What both of your comments (and sparklyhero's, even though my initial response to her sorta says the opposite) do make me realize is that while I still think she was wrong for what she said, it probably is bothering me more because of other things than just this one incident by itself.

CareyCarey said...

Hello Ashley,

I believe me and Kit are saying the same thing but let me clarify my point.

When I say I have to find the reasons I am "hurt", I am speaking from a perspective that nobody controls my emotions. The emotion "surprised" only last a few moments, "hurt" is a vague secondary emotion, which can last a very long time if the root of the problem is not discovered. Blaming someone else for our feelings, will have us looking in the wrong place.

So I am merely suggesting that the question was faulty because I do not know the particulars behind your discomfort(not what she did). That's your pain.

Furthermore, if someone says something about you, or to you, that is true, than again, you have to find the core root of your discomfort. If it's not true, and you again are disturbed, then hey, the problem still rests in your heart.

What, they lied on you? And, so what? It's not true, right.
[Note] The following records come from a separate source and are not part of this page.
PR #768, opened 2018-10-26
Move hasContent method from DocumentElement class to TraversableElement.

kukko:
It's useful to find content in DOM elements, not just in the whole document.


aik099:
What about tests. I guess now we also need to check, that `hasContent` method of all descendants from `TraversableElement` class works, the `NodeElement` maybe.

What, they didn't react like "we" would have reacted? What, they didn't live by your/our "code" of friendship. What, they didn't say they were sorry, like "you/we" would have done? I mean, those are just examples, but it's generally about our own expectations/reactions and how we process our feelings.

j-renee said...

I don't like rude people, espcially those that aren't mindful to think before they speak. Gah! I feel that some people should just know better, you know? Why should you or anyone else in the same situation have to confront someone when that individual should be more aware? I find that many times, conversations in which we attempt confront issues which mirror an obvious right/wrong, are growing old. Some people should flat out know what's appropriate to say and not say.
You are definitely not wrong. There is no excuse for shear rudeness.